+++ Dataset content

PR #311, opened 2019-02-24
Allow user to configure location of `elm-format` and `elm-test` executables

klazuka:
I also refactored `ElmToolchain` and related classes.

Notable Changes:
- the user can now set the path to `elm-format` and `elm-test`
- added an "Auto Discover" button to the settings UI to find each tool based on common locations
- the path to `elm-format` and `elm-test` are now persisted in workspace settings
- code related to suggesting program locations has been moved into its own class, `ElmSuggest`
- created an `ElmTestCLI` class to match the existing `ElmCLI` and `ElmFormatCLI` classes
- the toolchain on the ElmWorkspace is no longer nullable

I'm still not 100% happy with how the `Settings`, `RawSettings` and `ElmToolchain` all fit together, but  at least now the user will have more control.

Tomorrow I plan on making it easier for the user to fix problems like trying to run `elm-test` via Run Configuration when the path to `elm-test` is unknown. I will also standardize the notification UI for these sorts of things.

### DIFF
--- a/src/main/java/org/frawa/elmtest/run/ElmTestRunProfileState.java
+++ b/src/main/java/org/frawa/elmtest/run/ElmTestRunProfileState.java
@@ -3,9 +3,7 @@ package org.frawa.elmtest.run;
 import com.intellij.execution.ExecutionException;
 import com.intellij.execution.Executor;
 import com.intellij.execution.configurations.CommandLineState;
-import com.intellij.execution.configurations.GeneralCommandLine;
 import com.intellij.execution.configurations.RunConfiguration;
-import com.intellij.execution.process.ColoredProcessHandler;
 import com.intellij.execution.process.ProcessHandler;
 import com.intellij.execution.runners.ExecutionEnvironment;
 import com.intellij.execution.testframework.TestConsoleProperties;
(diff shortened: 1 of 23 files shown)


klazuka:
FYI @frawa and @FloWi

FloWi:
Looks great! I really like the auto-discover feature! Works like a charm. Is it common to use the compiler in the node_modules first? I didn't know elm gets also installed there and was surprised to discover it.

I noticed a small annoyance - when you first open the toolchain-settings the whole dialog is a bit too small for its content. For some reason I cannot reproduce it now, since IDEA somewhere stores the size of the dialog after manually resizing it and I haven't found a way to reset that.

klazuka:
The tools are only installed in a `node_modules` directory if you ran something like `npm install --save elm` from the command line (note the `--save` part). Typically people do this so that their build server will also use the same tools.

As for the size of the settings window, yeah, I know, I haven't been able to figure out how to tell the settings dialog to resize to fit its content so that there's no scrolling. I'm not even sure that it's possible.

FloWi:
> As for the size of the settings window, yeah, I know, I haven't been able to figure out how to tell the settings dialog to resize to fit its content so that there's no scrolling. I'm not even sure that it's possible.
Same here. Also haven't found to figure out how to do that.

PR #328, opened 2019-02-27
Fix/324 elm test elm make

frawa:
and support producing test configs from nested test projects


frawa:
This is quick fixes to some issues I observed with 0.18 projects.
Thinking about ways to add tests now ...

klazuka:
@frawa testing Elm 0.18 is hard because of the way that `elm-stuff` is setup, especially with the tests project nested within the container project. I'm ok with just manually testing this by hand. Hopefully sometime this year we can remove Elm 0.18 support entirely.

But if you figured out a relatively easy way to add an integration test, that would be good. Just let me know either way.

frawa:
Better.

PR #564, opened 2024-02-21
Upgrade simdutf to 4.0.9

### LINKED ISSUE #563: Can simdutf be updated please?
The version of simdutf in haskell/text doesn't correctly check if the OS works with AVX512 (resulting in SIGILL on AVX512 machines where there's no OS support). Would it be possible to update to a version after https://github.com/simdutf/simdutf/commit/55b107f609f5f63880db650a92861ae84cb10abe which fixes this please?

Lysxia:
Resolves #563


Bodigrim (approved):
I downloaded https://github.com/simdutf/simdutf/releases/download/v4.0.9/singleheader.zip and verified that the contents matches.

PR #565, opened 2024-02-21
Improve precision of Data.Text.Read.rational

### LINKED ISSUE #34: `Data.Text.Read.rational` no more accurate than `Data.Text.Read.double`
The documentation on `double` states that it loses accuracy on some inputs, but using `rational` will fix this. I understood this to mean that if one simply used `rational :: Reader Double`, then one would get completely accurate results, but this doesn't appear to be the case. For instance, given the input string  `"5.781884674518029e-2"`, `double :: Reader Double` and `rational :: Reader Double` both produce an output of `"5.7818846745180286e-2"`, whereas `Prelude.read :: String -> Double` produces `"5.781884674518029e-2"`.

++++++

Write out the data again in full. Match it exactly.

*Solution to the problem*.
PR #311, opened 2019-02-24
Allow user to configure location of `elm-format` and `elm-test` executables

klazuka:
I also refactored `ElmToolchain` and related classes.

Notable Changes:
- the user can now set the path to `elm-format` and `elm-test`
- added an "Auto Discover" button to the settings UI to find each tool based on common locations
- the path to `elm-format` and `elm-test` are now persisted in workspace settings
- code related to suggesting program locations has been moved into its own class, `ElmSuggest`
- created an `ElmTestCLI` class to match the existing `ElmCLI` and `ElmFormatCLI` classes
- the toolchain on the ElmWorkspace is no longer nullable

I'm still not 100% happy with how the `Settings`, `RawSettings` and `ElmToolchain` all fit together, but  at least now the user will have more control.

Tomorrow I plan on making it easier for the user to fix problems like trying to run `elm-test` via Run Configuration when the path to `elm-test` is unknown. I will also standardize the notification UI for these sorts of things.

### DIFF
--- a/src/main/java/org/frawa/elmtest/run/ElmTestRunProfileState.java
+++ b/src/main/java/org/frawa/elmtest/run/ElmTestRunProfileState.java
@@ -3,9 +3,7 @@ package org.frawa.elmtest.run;
 import com.intellij.execution.ExecutionException;
 import com.intellij.execution.Executor;
 import com.intellij.execution.configurations.CommandLineState;
-import com.intellij.execution.configurations.GeneralCommandLine;
 import com.intellij.execution.configurations.RunConfiguration;
-import com.intellij.execution.process.ColoredProcessHandler;
 import com.intellij.execution.process.ProcessHandler;
 import com.intellij.execution.runners.ExecutionEnvironment;
 import com.intellij.execution.testframework.TestConsoleProperties;
(diff shortened: 1 of 23 files shown)


klazuka:
FYI @frawa and @FloWi

FloWi:
Looks great! I really like the auto-discover feature! Works like a charm. Is it common to use the compiler in the node_modules first? I didn't know elm gets also installed there and was surprised to discover it.

I noticed a small annoyance - when you first open the toolchain-settings the whole dialog is a bit too small for its content. For some reason I cannot reproduce it now, since IDEA somewhere stores the size of the dialog after manually resizing it and I haven't found a way to reset that.

klazuka:
The tools are only installed in a `node_modules` directory if you ran something like `npm install --save elm` from the command line (note the `--save` part). Typically people do this so that their build server will also use the same tools.

As for the size of the settings window, yeah, I know, I haven't been able to figure out how to tell the settings dialog to resize to fit its content so that there's no scrolling. I'm not even sure that it's possible.

FloWi:
> As for the size of the settings window, yeah, I know, I haven't been able to figure out how to tell the settings dialog to resize to fit its content so that there's no scrolling. I'm not even sure that it's possible.
Same here. Also haven't found to figure out how to do that.

PR #328, opened 2019-02-27
Fix/324 elm test elm make

frawa:
and support producing test configs from nested test projects


frawa:
This is quick fixes to some issues I observed with 0.18 projects.
Thinking about ways to add tests now ...

klazuka:
@frawa testing Elm 0.18 is hard because of the way that `elm-stuff` is setup, especially with the tests project nested within the container project. I'm ok with just manually testing this by hand. Hopefully sometime this year we can remove Elm 0.18 support entirely.

But if you figured out a relatively easy way to add an integration test, that would be good. Just let me know either way.

frawa:
Better.

PR #564, opened 2024-02-21
Upgrade simdutf to 4.0.9

### LINKED ISSUE #563: Can simdutf be updated please?
The version of simdutf in haskell/text doesn't correctly check if the OS works with AVX512 (resulting in SIGILL on AVX512 machines where there's no OS support). Would it be possible to update to a version after https://github.com/simdutf/simdutf/commit/55b107f609f5f63880db650a92861ae84cb10abe which fixes this please?

Lysxia:
Resolves #563


Bodigrim (approved):
I downloaded https://github.com/simdutf/simdutf/releases/download/v4.0.9/singleheader.zip and verified that the contents matches.

PR #565, opened 2024-02-21
Improve precision of Data.Text.Read.rational

### LINKED ISSUE #34: `Data.Text.Read.rational` no more accurate than `Data.Text.Read.double`
The documentation on `double` states that it loses accuracy on some inputs, but using `rational` will fix this. I understood this to mean that if one simply used `rational :: Reader Double`, then one would get completely accurate results, but this doesn't appear to be the case. For instance, given the input string  `"5.781884674518029e-2"`, `double :: Reader Double` and `rational :: Reader Double` both produce an output of `"5.7818846745180286e-2"`, whereas `Prelude.read :: String -> Double` produces `"5.781884674518029e-2"`.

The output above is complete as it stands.